Sunday, September 7, 2014

Per Slurpees


In Trusts & Estates this week, we’ve been talking about intestate succession, that is, what happens to your property if you die without a will. This has involved a bunch of examples such as “If D dies intestate and is survived by B, C, X, Y, and Z but is predeceased by A…” It also involves looking at family charts and using a handy thing called a consanguinity table (a visual representation of how extended family members are related to a specific person).

And it requires a lot of mental division of inheritance shares, which can be tricky to keep track of. When one of us gets the proportions mixed up, it is often (as my professor phrases it) “a math problem, not a legal problem.”

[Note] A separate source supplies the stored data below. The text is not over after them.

PR #2915, opened 2015-09-22
Saga async

danielmarbach:

Makes the reminders of the Saga infrastructure async. 

Discussed with @andreasohlund and @johnsimons that `MarkAsComplete` doesn't need to be virtual. I removed it here.

@udidahan do you see any reasons why `MarkAsComplete` should be virtual?

### DIFF
--- a/src/NServiceBus.Core/Sagas/Saga.cs
+++ b/src/NServiceBus.Core/Sagas/Saga.cs
@@ -100,7 +100,7 @@ namespace NServiceBus
             var canHandleTimeoutMessage = this is IHandleTimeouts<TTimeoutMessageType>;
             if (!canHandleTimeoutMessage)
             {
-                var message = string.Format("The type '{0}' cannot request timeouts for '{1}' because it does not implement 'IHandleTimeouts<{2}>'", GetType().Name, timeoutMessage, typeof(TTimeoutMessageType).FullName);
+                var message = $"The type '{GetType().Name}' cannot request timeouts for '{timeoutMessage}' because it does not implement 'IHandleTimeouts<{typeof(TTimeoutMessageType).FullName}>'";
                 throw new Exception(message);
             }
         }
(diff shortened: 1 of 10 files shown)


udidahan:
If I remember correctly, it was so that people could create their own base class for sagas and extend the `MarkAsComplete` behavior in there. Don't know if anyone ever did that, though.

SimonCropp:
so that people testing can proxy/mock out MarkAsComplete ?

danielmarbach:
@udidahan What would you do in there? We couldn't come up with a scenario

@simoncropp `MarkAsComplete` sets a flag. You can check that flag from the
outside. No need to mock or proxy?

SimonCropp:
@danielmarbach true. then i got nothing

danielmarbach:
@Particular/tf-asyncawait please review and merge

andreasohlund:
Looks good, will you add the removal of `virtual` from the upgrade guide?

danielmarbach:
@andreasohlund yes I do

src/NServiceBus.Core/Sagas/Saga.cs
```diff
@@ -74,7 +76,7 @@ protected void RequestTimeout<TTimeoutMessageType>(DateTime at, Action<TTimeoutM
         /// </summary>
         /// <param name="at"><see cref="DateTime"/> to send timeout <paramref name="timeoutMessage"/>.</param>
         /// <param name="timeoutMessage">The message to send after <paramref name="at"/> is reached.</param>
-        protected void RequestTimeout<TTimeoutMessageType>(DateTime at, TTimeoutMessageType timeoutMessage)
+        protected Task RequestTimeout<TTimeoutMessageType>(DateTime at, TTimeoutMessageType timeoutMessage)
```
rosieks: Why in some methods (eg. `SendAsync`) you have `Async` suffix and in this method you omit that? It's a bit inconsistent.

danielmarbach: Good catch. Will obsolete the sync ones and introduce the postfixed ones.
By the way in the end goal we are going to remove the postfix.

-- 

danielmarbach: @rosieks see https://github.com/Particular/NServiceBus/pull/2920

PR #2916, opened 2015-09-22
Removed `IQuerySubscriptions`

danielmarbach:
As discussed with @andreasohlund and @SimonCropp 

Please review


src/NServiceBus.Core/Routing/MessageDrivenSubscriptions/ISubscriptionStorage.cs
```diff
@@ -17,5 +17,11 @@ public interface ISubscriptionStorage
         /// Unsubscribes the given client address from messages of the given types.
         /// </summary>
         Task Unsubscribe(string client, IEnumerable<MessageType> messageTypes, SubscriptionStorageOptions options);
+
+        /// <summary>
+        /// Returns a list of addresses of subscribers that previously requested to be notified
+        /// of messages of the given message types.
```
andreasohlund: I know you just copied it but the text doesn't read well?

How about "Returns a list of addresses for subscribers currently subscribed to the given `message type`" ?

@SzymonPobiega since you're neck deep in routing do you have something better?

andreasohlund:
Looks good (see my nitpick comment)

src/NServiceBus.Core/Routing/MessageDrivenSubscriptions/ISubscriptionStorage.cs
SzymonPobiega: Not sure yet how to call this thing. I am pretty sure it will change a bit since it makes more sense to subscribe by passing an endpoint name instead of a physical address.

danielmarbach: Let's address this outside of this PR

SzymonPobiega: @danielmarbach totally agree.

danielmarbach:
@andreasohlund rebased and applied suggestions.

PR #2918, opened 2015-09-22
Circuit breaker async

danielmarbach:
Circuitbreaker Failure is async and cleanup of some `Thread.Sleep`

@Particular/tf-asyncawait Please review and merge

### DIFF
--- a/src/NServiceBus.AcceptanceTests/Basic/When_multiple_mappings_exists.cs
+++ b/src/NServiceBus.AcceptanceTests/Basic/When_multiple_mappings_exists.cs
@@ -1,7 +1,6 @@
 ﻿namespace NServiceBus.AcceptanceTests.Basic
 {
     using System;
-    using System.Threading;
     using System.Threading.Tasks;
     using NServiceBus.AcceptanceTesting;
     using NServiceBus.AcceptanceTests.EndpointTemplates;
@@ -55,8 +54,7 @@
                 public Task Handle(MyBaseCommand message)
                 {
                     Context.WasCalled1 = true;
-                    Thread.Sleep(2000); // Just to be sure the other receiver is finished
-                    return Task.FromResult(0);
+                    return Task.Delay(2000); // Just to be sure the other receiver is finished
                 }
             }
         }
@@ -77,8 +75,7 @@
                 public Task Handle(MyBaseCommand message)
                 {
                     Context.WasCalled2 = true;
-                    Thread.Sleep(2000); // Just to be sure the other receiver is finished
-                    return Task.FromResult(0);
+                    return Task.Delay(2000); // Just to be sure the other receiver is finished
                 }
             }
         }
--- a/src/NServiceBus.Core/CircuitBreakers/RepeatedFailuresOverTimeCircuitBreaker.cs
+++ b/src/NServiceBus.Core/CircuitBreakers/RepeatedFailuresOverTimeCircuitBreaker.cs
@@ -2,6 +2,7 @@ namespace NServiceBus.CircuitBreakers
 {
     using System;
     using System.Threading;
+    using System.Threading.Tasks;
     using Logging;
 
     class RepeatedFailuresOverTimeCircuitBreaker : IDisposable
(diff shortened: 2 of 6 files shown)


src/NServiceBus.Core/CircuitBreakers/RepeatedFailuresOverTimeCircuitBreaker.cs
```diff
@@ -28,7 +29,7 @@ public void Success()
             Logger.InfoFormat("The circuit breaker for {0} is now disarmed", name);
         }
 
-        public void Failure(Exception exception)
+        public Task Failure(Exception exception)
```
SeanFeldman: Should it be suffixed with Async?

src/NServiceBus.Core/DelayedDelivery/TimeoutManager/ExpiredTimeoutsPoller.cs
```diff
@@ -59,17 +59,17 @@ public void Dispose()
         {
```
SeanFeldman: Should it be suffixed with Async?

src/NServiceBus.AcceptanceTests/Basic/When_multiple_mappings_exists.cs
```diff
@@ -55,8 +54,7 @@ public class MyMessageHandler : IHandleMessages<MyBaseCommand>
                 public Task Handle(MyBaseCommand message)
```
SeanFeldman: Not related to this PR - should `IHandleMessages<T>.Handle(T)` be suffixed with Async?

src/NServiceBus.Core/CircuitBreakers/RepeatedFailuresOverTimeCircuitBreaker.cs
danielmarbach: It is internal. So no



-- 

src/NServiceBus.Core/DelayedDelivery/TimeoutManager/ExpiredTimeoutsPoller.cs
danielmarbach: It is internal. So no

src/NServiceBus.AcceptanceTests/Basic/When_multiple_mappings_exists.cs
danielmarbach: Yes we can align that

src/NServiceBus.Core/CircuitBreakers/RepeatedFailuresOverTimeCircuitBreaker.cs
SeanFeldman: [MSDN disagrees](https://msdn.microsoft.com/en-us/library/hh191443.aspx?f=255&MSPPError=-2147217396#BKMK_NamingConvention) with you :grinning: 

In the [Example](https://msdn.microsoft.com/en-us/library/hh191443.aspx?f=255&MSPPError=-2147217396#BKMK_CompleteExample) `AccessTheWebAsync()` is internal async method and still prefixed. I was under impression that access level doesn't matter, intent matters.

SimonCropp: @SeanFeldman yeah MS released that advice under the misconception that people would be implementing both sync and async API in the same lib. turns out "both sync and async" means you need to basically need to implement the entire stack twice. as such the general advice now is to "if it is IO bout only do async and do not suffix"

danielmarbach: @SeanFeldman I think we talked enough about that, you were also part of that discussion. Our decision was: On the move towards the end goal we postfix code which is directly used by customers with `Async`. In the end goal we will remove those postfixes

danielmarbach:
Rebased. I'm going to merge since reviews by @SeanFeldman didn't find anything blocking a merge

Issue #1610, opened 2013-10-02
Stop sending .net specific type info in the EnclosedMessageTypes header


andreasohlund:
We're leaking platform info and it should be enough to send the Fullname eg Acme.OrderPlaced (we actually already support this on the receiving side) and the message version. 

This will also solve a concrete issue we have in ServiceControl where the EndpointPlugin merges the messages dll so it's sent as:

```
EndpointPlugin.Messages.Heartbeat, EndpointPlugin"
```

But the backend doesn't ilmerge so the heartbeat message is in a assembly called EndpointPlugin.Messages.

This causes the messages to fail unnecessarily.
# Testing
- Make sure that performance is not effected

danielmarbach:
@andreasohlund we no longer merge the heartbeat messages but we share the contract and manipulate the $type. Can we close this?

andreasohlund:
I just used the plugin as an example, the core is still sending the assembly qualified name: https://github.com/Particular/NServiceBus/blob/develop/src/NServiceBus.Core/Serialization/SerializeMessageConnector.cs#L59

danielmarbach:
Discussed with @timbussmann and we are not clear about the actual benefits of this change. It is a behavior breaking change. The implications of this would be that we might be able to use "duck typing" on the receiving side (but this might be highly dependent on the serializer used). The downsides could be that we are no longer able to dynamically load assemblies into the AppDomain like we do with unobtrusive messages. Should we support both? Until we cannot express a real value of this I'm leaning towards closing.

andreasohlund:
>Should we support both? Until we cannot express a real value of this I'm leaning towards closing.

Agreed, we can already handle cases where only the fullname is present so there isn't much value to this.

PR #2921, opened 2015-09-22
Refactor direct routing

SzymonPobiega:
Connects to https://github.com/Particular/PlatformDevelopment/issues/133

This pull proposes a new internal model for direct routing. It does not change the public API for configuring the routing (`MessageEndpointMappings`). It introduces a brand new code-first API in form of `DirectRoutingTable`, `KnownEndpoints`, `PhysicalAddresses` and `Publishers` classes that are available through `BusConfiguration`.

The new classes use a rule-based approach where the behavior is driven by a set of rules provided either by the user code or the internal features of NSB.

The new API classes begin their life in the `settings` bag and are later moved to the container by the `RoutingFeature` so that they can be easier accessed at runtime.

### Discriminators

Discriminator are used to distinguish between instances of the same endpoint. In V5 we used a single discriminator value that could be provided by either the user or the transport. Since #2818 we have explicit concepts of user discriminator and transport discriminator.

### Layers

Direct routing is split into three layers
 * Mapping between CLR type of message being send to the list of endpoints that should receive it. The `DirectRoutingTable` class contains a list of rules, each of which produces a collection of destinations. The resulting route set is a sum of all the partial results returned by all the rules.
 * Mapping between an endpoint and a list of its instances (`KnownEndpoints`)
 * Mapping between an endpoint instance and its physical address (`PhysicalAddresses`)

The process of three-step mapping may be degenerated to a one step "type to address" mapping in some cases:
 * legacy handling of pub/sub. The current `subscribe` message contains only physical address of the subscriber (no endpoint/instance names). In order to publish a message, a direct one-step mapping is used
 * replies
 * send with an explicit address

#### Examples

Here are some examples of the new API at work:

```
//Send MyCommand to the Sales endpoint
busConfig.Routing().DirectRoutingTable.AddStatic(typeof(MyCommand), new EndpointName("Sales"));

//Recognize that the Sales endpoint has instances with discriminators 1, 2 and 3
busConfig.Routing().KnownEndpoints.Add(new EndpointName("Sales"), "1", "2", "3");
```

### Subscriptions

A new `Publishers` class is now used to provide information about how is publishing each message. In the new pub/sub behavior, a subscriber will send a subscribe request passing only its endpoint name and the publisher will have to resolve the instance and physical address.

### Legacy configuration

`RoutingFeature` makes sure that `MessageEndpointMappings`-based configuration is translated to the new code-first APIs. The `DirectRoutingTable` and `Publishers` are filled with the data from legacy configuration.

### Address resolution

Because the layered model can be degenerated, `DirectRoutingTable` and `Publishers` can't just provide type to endpoint mapping. They need to allow for direct mapping to instance or even physical address. Intermediate objects `DirectRoutingDestination` and `PublisherAddress` that are responsible for address resolution are used to implement that requirement.

### Distribution

The `FileRoutingTable` has been changed so that:
 * The name of the file is matched against the string form of the endpoint name
 * The contents of the file is a list of instances of that endpoint expressed in `<userDiscriminator>:<transportDiscriminator>` format where one of the discriminators might be empty e.g. `:machineA` or `1:` or `1:machineA`

### Out of scope of this PR but should do

 * Get rid of usages `System.Type` and replace it with a custom object that decouples us from CLR type system


src/NServiceBus.Core/Routing/DirectRoutingTable.cs
```diff
@@ -0,0 +1,68 @@
...
+    using System;
+    using System.Collections.Generic;
+    using System.Linq;
+
+    /// <summary>
+    /// Manages the direct routing table.
+    /// </summary>
+    public class DirectRoutingTable
+    {
+        List<Func<Type, IEnumerable<DirectRoutingDestination>>> rules = new List<Func<Type, IEnumerable<DirectRoutingDestination>>>();
```
andreasohlund: I think we should use our own representation of `MessageType` internally to avoid coupling us to much to CLR types?

You can see this happening to us in the pass where we eg. are passing the assembly qualified type in the headers which make it harder to interop (platform coupling)

https://github.com/Particular/NServiceBus/issues/1610

SzymonPobiega: I like that but not sure if this should go in this pull. It is already too big :(

andreasohlund: Fair enough

pablocastilla:
I have read the code, seems good!, and I have a few doubts, maybe they are good features for this or future version, or maybe they are not usefull, or maybe they are in the code but I haven't seen them :)

- I think we won't be able to access the message at the time the endpoint is resolved (IProvideDynamicRouting?). We really need message content routing (we have two queue circuits depeding on a priority field) in commands and events. At least access to message headers where we could put priority info there.
- Are the events scaled? Will I be able to return two equals endpoints and take one randomly?

SzymonPobiega:
@pablocastilla does the priority-based routing route between endpoints or endpoint instances?

pablocastilla:
Endpoint instances. I mean, it is the same endpoint in different machines.

SzymonPobiega:
@andreasohlund can you take a look at @pablocastilla 's case? Seems like a valid case.

andreasohlund:
Giving access to the message instance including headers in `IProvideDynamicRouting` sounds legit to me and will allow more advanced routing in the future so +1 for that

pablocastilla:
Being able to directly talk with the team is really nice.

I would need the same for events subscriptions :)

Thanks!

SzymonPobiega:
@indualagarsamy @janovesk this one seems to be ready for review.

SzymonPobiega:
@pablocastilla you mean which endpoint instance should get a particular event message?

pablocastilla:
I mean I would also need the message in the subscription  to route it.

With it I could also scale out events. 

In my code what I do is a random if I have two same services in different machines for the same event.

src/NServiceBus.Core.Tests/API/APIApprovals.ApproveNServiceBus.approved.txt
```diff
@@ -2062,51 +2074,74 @@ namespace NServiceBus.Pipeline.Contexts
...
-        where T : NServiceBus.Routing.DynamicRoutingDefinition
+    public class static RoutingContextExtensions
     {
-        public RoutingExtensions(NServiceBus.Settings.SettingsHolder settings) { }
+        public static System.Collections.Generic.IEnumerable<NServiceBus.Routing.RoutingSlip> GetRoutingSlips(this NServiceBus.TransportDispatch.DispatchContext context) { }
+        public static void SetRoutingSlips(this NServiceBus.Pipeline.BehaviorContext context, System.Collections.Generic.IEnumerable<NServiceBus.Routing.RoutingSlip> routingSlips) { }
+        public static void SetRoutingSlips(this NServiceBus.Pipeline.BehaviorContext context, params NServiceBus.Routing.RoutingSlip[] routingSlips) { }
     }
-    public abstract class RoutingStrategy
+    public abstract class RoutingSlip
```
indualagarsamy: RoutingSlip in my opinion is a misleading name for what this does. RoutingSlip and i immediately associate it with the itinerary pattern.

SzymonPobiega:
That's the plan @pablocastilla

indualagarsamy:
We need to do some more work on the FileSystemWatcher side of things. 
1. We need to make sure we are handling the Error event in addition to the changed, deleted, etc. 
2. The files are being watched only after a message is received. This should happen on endpoint startup. 
3. We are watching the file re-name attribute change, but we need to make sure that if the file is renamed, that we stop watching the original file and start watching the new file.

Discussed this with @janovesk and it might make sense to address the changes to the FSW on a separate PR.

indualagarsamy:
@SzymonPobiega @janovesk and I are discussing about this:

Currently we have:
`busConfiguration.ScaleOut().UniqueQueuePerEndpointInstance("INSTANCE3");`

I am proposing this instead:
` busConfiguration.EndpointName("Samples.FullDuplex.Server").InstanceName("INSTANCE3)`

Pros:
1. It extends the existing API nicely. For brokers, where instance name needn't be specified, nothing needs to be done. 
2. If needed, the user will provide, if not, this can be safely ignored. Nothing new to learn here.

Cons:
1. We can't track which instance handled the message (in case of brokers) if the instance name isn't specified. This might be a good to have in SC for monitoring.
2. If we move the EndpointInstance name away from ScaleOut, we can't definitely tell if the user wants to scale out or not.

Thoughts? cc / @andreasohlund

andreasohlund:
>busConfiguration.EndpointName("Samples.FullDuplex.Server").InstanceName("INSTANCE3)

:heart:  much better!

This would mean RIP `.ScaleOut` right?

SzymonPobiega:
@andreasohlund it depends. If you make the `.InstanceName("")` part mandatory (arguably we don't need it when not scaled out) then it would make `.ScaleOut()` redundant.

Othewise, if the instance part is not mandatory, `.ScaleOut()` provides an additional check: if you don't provide the instance name but want to scale out, it will throw an exception.

PR #2924, opened 2015-09-25

timbussmann:
## Who's affected

* RabbitMQ transport
* Azure transport 

## Symptoms


src/NServiceBus.AcceptanceTests/Timeouts/When_endpoint_uses_no_timeout_persistence.cs
```diff
@@ -0,0 +1,98 @@
...
+                var settings = runDescriptor.Settings;
+
+                SetLoggingLibrary.Log4Net(null, new ContextAppender(runDescriptor.ScenarioContext, endpointConfiguration));
+
+
+                var types = GetTypesToUse(endpointConfiguration);
+
+                var config = Configure.With(types)
+                    //.DefineEndpointName(endpointConfiguration.EndpointName)
+                    .CustomConfigurationSource(configSource)
```
andreasohlund: Why the commented out code?

src/NServiceBus.Core.Tests/Scheduler/ScheduleTests.cs
```diff
@@ -36,12 +36,23 @@ public void When_scheduling_an_action_with_a_name_the_task_should_get_that_name(
         }
 
         [Test]
+        public void When_scheduling_an_anonymous_action_without_a_name_the_task_should_get_the_DeclaringType_as_name()
```
andreasohlund: Where does this test come from? seems unrelated?

src/NServiceBus.Core/Persistence/Raven/TimeoutPersister/RavenTimeoutPersistence.cs
```diff
@@ -171,6 +171,20 @@ public void RemoveTimeoutBy(Guid sagaId)
...
+            using (var session = OpenSession())
+            {
+                return session.Load<TimeoutData>(timeoutId);
+            }
+        }
+
+        public bool TryRemove(string timeoutId)
+        {
+            TimeoutData timeoutData;
+            return TryRemove(timeoutId, out timeoutData);
```
andreasohlund: Didn't we decide to try/catch the concurrency ex and return false?

src/NServiceBus.Core/Timeout/Core/TimeoutPersistenceVersionCheck.cs
```diff
@@ -0,0 +1,131 @@
...
+        }
+
+        public static Configure SuppressOutdatedTransportWarning(this Configure configure)
+        {
+            SettingsHolder.Set(TimeoutPersistenceVersionCheck.SuppressOutdatedTransportWarning, true);
+            return configure;
+        }
+    }
+
+    internal class TimeoutPersistenceVersionCheck : IWantToRunWhenConfigurationIsComplete
```
andreasohlund: Redundant internal + move to separate file?

src/NServiceBus.Core/Persistence/Raven/TimeoutPersister/RavenTimeoutPersistence.cs
timbussmann: good catch, that was done in the ravendb package but not here.

src/NServiceBus.Core.Tests/Scheduler/ScheduleTests.cs
timbussmann: this is due to the roslyn related changes of the declaringType. I took the fix and unit tests from v6.

PR #2939, opened 2015-10-01
Added explicit `When` condition

SzymonPobiega:


SzymonPobiega:
@danielmarbach can you review?

danielmarbach:
Good short term solution until we discussed what we want to do with the endpoint startups

PR #2940, opened 2015-10-01
Whens are executed after the endpoint is started, removed Given in fa…

danielmarbach:
As discussed today with @andreasohlund @SzymonPobiega and @timbussmann the following behavior is now changed

* Endpoints are still started asynchronously on the ThreadPool
* The endpoints are started and then
* The `EndpointsStarted` flag is set on the `ScenarioContext` and only after that
* Whens are executed
* Also removed `Givens`

Please review


src/NServiceBus.AcceptanceTests/Audit/When_auditing_message_with_TimeToBeReceived.cs
```diff
@@ -13,7 +13,7 @@ public class When_auditing_message_with_TimeToBeReceived : NServiceBusAcceptance
         public async Task Should_not_honor_TimeToBeReceived_for_audit_message()
         {
             var context = await Scenario.Define<Context>()
-            .WithEndpoint<EndpointWithAuditOn>(b => b.Given(bus => bus.SendLocalAsync(new MessageToBeAudited())))
+            .WithEndpoint<EndpointWithAuditOn>(b => b.When(bus => bus.SendLocalAsync(new MessageToBeAudited())))
```
andreasohlund: `When` doesn't read so good without a condition. Should we consider splitting into

`WhenStarted(bus=>)` and `When(condition, bus=>)`  ?

timbussmann: I think it reads better. Given -> When -> Then is quite common for spec testing frameworks. 
`Given` in our case would correspond to `WithEndpoint`, so the tests would read "Given *endpoint x* When *sending a message* Then *assertions* which is much cleaner.

danielmarbach: @andreasohlund we discussed that before and agreed on not doing it

SzymonPobiega: No strong opinion here

andreasohlund: Ok I see it now, When essentially means "When all endpoints are started successfully". I'm good with the current design

PR #2912, opened 2015-09-18
Batching of outgoing operations

andreasohlund:
This pull introduces batching of outgoing operations executed as part of receiving a message. Essentially this means that we keep the operations in memory when the handlers are executed and pass them to the transport in one go at the end of the receive pipline. This has the following benefits

* We'll only emit messages if the handlers completed successfully which removes the risk for ghost messages if users invokes bus.X in the wrong order
* Allows transports to optimize: ASB can use the batching api. Rabbit can ask for confirms in batches, sql can batch statements etc. 
* Allows us to reorder operations if needed( not sure if there is value here)

### Other highlights

* I've tighten up the constructors for the various pipeline stages and removed the use of inheritance
* The outbox no longer wraps the pipeline with a TX scope. This had no effect anyway since if you turn the outbox on we put a scope.Supress in anyway
* All outbox code is now in a single place
* The dispatch strategy concept is gone, cc @janovesk  
* I've added detection of suppressed TC scopes to make the code backwards compliant
* The FLR/SLR/ErrorQ is now executing earlier in the pipe making a bunch of InsertBefore/After redundant
* Routing strategy is now a explicit ctor arg where needed to make the code more robust
* The funky stagebehavior base classes are now gone
* Handler invocation is now a terminator

### Follow up tasks

* Introduce a explicit outbox transaction to make it easier for the persisters 

### Related issues

Fixes https://github.com/Particular/PlatformDevelopment/issues/305
Docs - https://github.com/Particular/docs.particular.net/pull/855

PR #2942, opened 2015-10-01
[WIP] Transport message RIP

danielmarbach:
I based this spike on top of @andreasohlund [PR](https://github.com/Particular/NServiceBus/pull/2912)

We could get rid of the `byte[]` in the body.

A lot of outstanding questions

* It requires a few nasty tricks for the `InMemoryPersistence` like copying the streams around or we would need to introduce a stream decorator which doesn't dispose the decorated stream when the outer stream gets disposed. What would be the best approach considering the fact that customers are using `InMemoryPersistence` in production?
* Reverting the body still requires copying the stream into a backing field (currently a TODO in the code). Any ideas to better handle this? 
* I couldn't come up with a good way to make the `When_performing_slr` body manipulation working. Thoughts?
* Should the behaviors rewind the streams if the support `CanSeek`?

@Particular/nservicebus thoughts?


danielmarbach:
Got rid of the `TransportMessage` in https://github.com/Particular/NServiceBus/pull/2946 We can leave this as streaming discussion point. Thoughts @andreasohlund

andreasohlund:
@danielmarbach is still still relevant given that transport messge is now gone and stream handling is dicussed in #2974 ?

danielmarbach:
Nope. Was my first spike

On Friday, October 9, 2015, Andreas Öhlund <notifications@github.com> wrote:

> @danielmarbach <https://github.com/danielmarbach> is still still relevant
> given that transport messge is now gone and stream handling is dicussed in
> #2974 <https://github.com/Particular/NServiceBus/pull/2974> ?
>
> —
> <https://github.com/Particular/NServiceBus/pull/2942#issuecomment-146761471>
> .
>


-- 

PR #2945, opened 2015-10-02
When_receiving_that_completes_the_saga makes assumptions

danielmarbach:
When_receiving_that_completes_the_saga makes assumptions about message ordering


danielmarbach:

One of the inheritance systems we’ve learned uses “parentelas.” The first parentela is the decedent and his/her spouse and children; the second is the decedent’s parents and their children; the third is the decedent’s grandparents and their children; etc. So if there are no living members in the first parentela, you look in the second. If there are no living members there, you look in the third. My professor suggested we think of it as the “tarantula” system, which has been an effective image for getting it stuck in my brain.

We also learned about “per stirpes,” which rhymes with Slurpees but is much less exciting (and not worth explaining.)

When all else fails, there’s the usual fall-back: if there are no living relatives, the property goes to the state. The official word is “escheats”; I don’t know whether its similarity to the word cheating is a coincidence. Virginia, however, is dedicated to the idea that the Commonwealth should not step in and take private property. Virginia will apparently keep going down your family line to infinity looking for relatives to give your possessions to.

In any case, intestate succession is all potentially very complicated and messy. Moral of Trusts & Estates: make a will.

* * * * *

Professor quotation of the week (during Business Associations): “You’ll see this happen all the time if you go into corporate law, which I hope you DO because if you don’t defend faceless multi-national corporations, who will?”